──────── Records supplied
Issue #347, opened 2020-07-19
Supporting datetime indices


shruthibalaji2307:
**Is your feature request related to a problem? Please describe.**
When we load a pandas series as input data, Python datetime indices are not supported by sktime, only simple numerical indices are supported.  

**Describe the solution you'd like**
The datetime index provides much more clarity while plotting and analyzing the data. Sktime must support series that have a datetime index and add appropriate computations in the datetime context.

**Describe alternatives you've considered**
I have tried using the numerical index, but it does not clearly indicate the unit of the time, whether it represents seconds, minutes, days, weeks, or months.

**Additional context**
More details about this are posted in this Bug : https://github.com/alan-turing-institute/sktime/issues/346

mloning:
Thanks for creating the issue and volunteering to work on this! 

I think you already identified the main parts of the code where changes would have to be implemented: the handling of observation (oh) and forecasting horizons (fh). 

Adding support for date time indices will also require a lot more extensive unit testing. Some package that we interface may not support date time indexing (e.g. [pmdarima](https://github.com/alkaline-ml/pmdarima) as far as I remember).

shruthibalaji2307:
As far as I've seen, the arima class of the pmdarima package wraps the statsmodel's ARIMA. And it appears that statsmodels supports date time indexing. Source : https://alkaline-ml.com/pmdarima/1.0.0/_modules/pmdarima/arima/arima.html

I will do elaborate Unit testing anyway after making appropriate code changes. Can you please assign this to me?

fkiraly:
@mloning, would it perhaps also be a good time to think about the API and use of indices? Currently, the API is integer index (`iloc`) based, and time indices are ignored both in application of algorithms, and in the horizon interface, if I'm not mistaken. Shall we think about specs?

fkiraly:
Alright @mloning, @shruthibalaji2307, I made a proposal on how support for datetime indices could look here, please have a look at [this wiki page](https://github.com/alan-turing-institute/sktime/wiki/Design-proposal:-forecasting-API-re-work-including-support-for-datetime-indices).

There are two versions, and the "luxurious" version relies on a bit o a re-work of input/output checks that allow for multiple input/output types, I've also added a [design for that](https://github.com/alan-turing-institute/sktime/wiki/Design-proposal%3A-multi-type-input-output) to the wiki.

Comments and criticism very much appreciated. 
I'd prefer the luxurious version, but it might be a bit of work to implement.

[...]

Issue #220, opened 2020-01-28
Forecasting wish list


mloning:
# Forecasting wish list

### Atomic 
- [ ] DummyForecaster (strategies={"last", "seasonal-last", "mean"})
- [ ] TrendForecaster (linear, polynomial, etc)
- [ ] ThetaForecaster
- [ ] ExponentialSmoothingForecaster
- [ ] AutoARIMAForecaster

### Reduction
- [ ] ReducedRegressionForecaster
- [ ] ReducedTimeSeriesRegressionForecaster

## Transformers
- [ ] Detrender (series to series, meta-estimator that works with any forecaster)
- [ ] Imputer

## Composition
- [ ] TransformedTargetForecaster (pipeline with target transformations)

### Temporal CV
- [x] RollingWindowSplit
- [ ] ExpandingWindowSplit
- [ ] ManualWindowSplit

### Tuning
- [ ] ForecastingGridSearchCV

big-o:
Due to the ThetaForecaster's dependency on SES, #198 also (re-)implements the ExpSmoothingForecaster in the new framework.

hweiTPR:
Is there a way to tune both sklearn & sktime hyperparameters at the same time, when using regressors from sklearn? If not. It could really useful to have it.

mloning:
Hi @hweiTPR, yes you can do something like this: 
```python

regressor_param_grid = {"n_estimators": [100, 200, 300]}
forecaster_param_grid = {"window_length": [10, 12, 14]}
regressor = GridSearchCV(RandomForestRegressor(), param_grid=regressor_param_grid)
forecaster = RecursiveRegressionForecaster(regressor)
cv = SlidingWindowSplitter(initial_window=100)
gscv = ForecastingGridSearchCV(forecaster, cv=cv, param_grid=forecaster_param_grid)
gscv.fit(y_train)

print(gscv.best_params_, gscv.best_forecaster_.regressor_.best_params_)
>>> {'window_length': 12} {'n_estimators': 100}
```

hweiTPR:
That looks great! Would be helpful to have this in the documentation!

mloning:
@hweiTPR I mention it already in the forecasting tutorial below cell 27: https://github.com/alan-turing-institute/sktime/blob/master/examples/01_forecasting.ipynb but without showing the code! Would appreciate a PR if you'd like to add it! 🙂

huayicodes:
[...]

PR #392, opened 2020-09-09
Add date-time support for forecasting framework

mloning:
#### Reference Issues/PRs
#347, #220

* Support for `pd.DatetimeIndex`, `pd.PeriodIndex` in data and forecasting horizon, including helper functions to patch mathematical operations on pandas date/time objects for our purposes (mostly returning integers for known time unit, rather than time delta objects)
* Included forecasting data sets are now returned with `pd.PeriodIndex`
* Support for absolute forecasting horizon specification via refactored `ForecastingHorizon` class
* Easy importing via `sktime.forecasting.all` module enabling `from sktime.forecasting.all import *` following [fastai](https://www.fast.ai/2020/02/13/fastai-A-Layered-API-for-Deep-Learning/)
* A few minor changes (typos, formatting, etc)
* Corresponding updates to forecasting notebook
* New unit tests for supported combinations of data index types and forecasting types

* seaborn (soft dependency, for plotting) 

#### Key files to review 
Since the forecasting horizon was used in basically every forecasting algorithm, this PR makes changes to many files. Key changes include:

* `sktime/forecasting/base/_fh.py` (implementation of forecasting horizon class)
* `sktime/forecasting/base/tests/test_fh.py` (unit tests for forecasting horizon class)
* `sktime/forecasting/tests/_config.py` (check SUPPORTED_INDEX_FH_COMBINATIONS)
* `sktime/forecasting/tests/test_all_forecasters.py` (unit testing framework for all forecasters)
* `sktime/utils/datetime.py` (date/time helper functions)

#### Comments
* Supporting only `pd.PeriodIndex` and not `pd.DatetimeIndex` would make the code a bit simpler as `pd.DatetimeIndex` requires additional patches to return integers for durations/time deltas and additional type distinctions (dispatch), however it seems like `pd.DatetimeIndex` supports some functionality which is not supported by `pd.PeriodIndex` (e.g. `is_month_end`)

#### Future work
* refactor `BaseLastWindowForecaster` and reduce inheritance as much as possible


mloning:
@fkiraly I've made some changes after our conversation, mostly refactored the helpers functions, and added a list of key files to review.

fkiraly (commented):
All in all, this seems to be working.
Some comments below, as discussion/questions.
One comment for other reviewers: I think the changes in `_sktime` are also important to look at.

On the design level, I am a bit worried about:
(i) unclear scityping
(ii) no support for time like relative indices

I'd suggest to have a uniform external interface, which has only the following distinctions in the type:
* relative/absolute
* time like vs index like

and think about machine type defaults. Subclassing, maybe?
Currently, there is a lot of overhead due to what I think is not a very clear distinction between index like and time like.

More detailed comments:

`_fh.py`
* there are a lot of type based case distinctions in the code. Would it be cleaner, and more extensible, to use `functools.singledispatch`?
* I'm disturbed by the fact that I cannot come up with a combination of decorators or inheritance that would solve the problem with delegating methods and wrapping of the pandas objects - maybe @big-o has an idea?
It seems to work though.
* my gut feeling is also a bit mixed about the decision to have multiple internal representations (the `SUPPORTED_INDEX_TYPES`, instead a "standardized internal state". Though again, it is hard to come up with cases or types that do not somehow duplicate the separation in different types of indices in `pandas`.
* do we not want to support time or time difference like indices for relative indices? Any reason why we don't want `timedelta` to be an option in relative?
* as a side effect to disallowing relative time like horizons, we get `_coerce_duration_to_int`, is that correct?
* instead of manually looping through `__len__` and `__getitem__`, should these not be added to `DELEGATED_METHODS`?
* for partial downwards compatibility, should `to_out_of_sample` remain `out_of_sample`?
* instead of `len(fh_oos) == len(fh):` check etc, perhaps introduce a `is_past` or so check?

`utils.datetime`
* this is very hard to read, since there are no docstring, and the devil is in the details: which argument types (integer, datetime) is expected, which are supported? It's easy to introduce subtle bugs, and lack of specs makes maintenance by others very difficult.
* again, due to numerous case distinctions by type, seems a candidate for `functools.singledispatch`?

mloning:
Thanks @fkiraly for the review. 

* Re adding support for more types like `pd.TimeDelta`: (1) it would add more case distinctions (e.g. because pandas does not consistently handle collections of duration types (see below)), (2) specifying a forecasting horizon with durations seems redundant as the time unit will always be specified in the data, (3) I don't think using duration types is very intuitive from a user's perspective and can't think of a situation where I would prefer passing duration types rather than integers
* We need `_coerce_duration_to_int()` because some of our algorithms internally and other package we interface require integer forecasting horizons, not duration types.  
* One reason why we need so many case distinctions is that pandas doesn't seem to be very consistent with the typing. For example, multiple pd.TimeDelta (duration for timestamp type) are collected in a pd.TimeDeltaIndex, but multiple pd.DateOffsets (from duration for pd.Period type) are collected in a simple pd.Index with individual pd.DateOffsets inside. 
* I'm going to move `__getitem__` and `__len__` to `DELEGATED_METHODS`
* Re downward compatibility, at this stage I prefer consistency of method names over compatibility, adding deprecation cycles will complicate and slow dev work considerably I think, also the ForecastingHorizon was mainly used internally, it was included in the notebooks for example
*  I'm going to add some unit tests for the date-time utility functions and better docstrings
* I'm going to add something like `has_out_of_sample_values` and `has_in_sample_values` and caching to avoid computing the same things twice

mloning:
I've implemented a few suggested changes. Let me know if there's anything else you would definitively change.

fkiraly (approved):
Tentatively happy with the state and recent changes.

Even if issues remain (unspotted etc), it´s downwards compatible in signature, and this will allow us to get feedback from users.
────────────────
Exercise: Would you copy, unchanged, the stretch of the records above that begins at the line containing "When we load" and ends at the line containing "solution you'd like**", and only that?

Completed exercise:
When we load a pandas series as input data, Python datetime indices are not supported by sktime, only simple numerical indices are supported.  

**Describe the solution you'd like**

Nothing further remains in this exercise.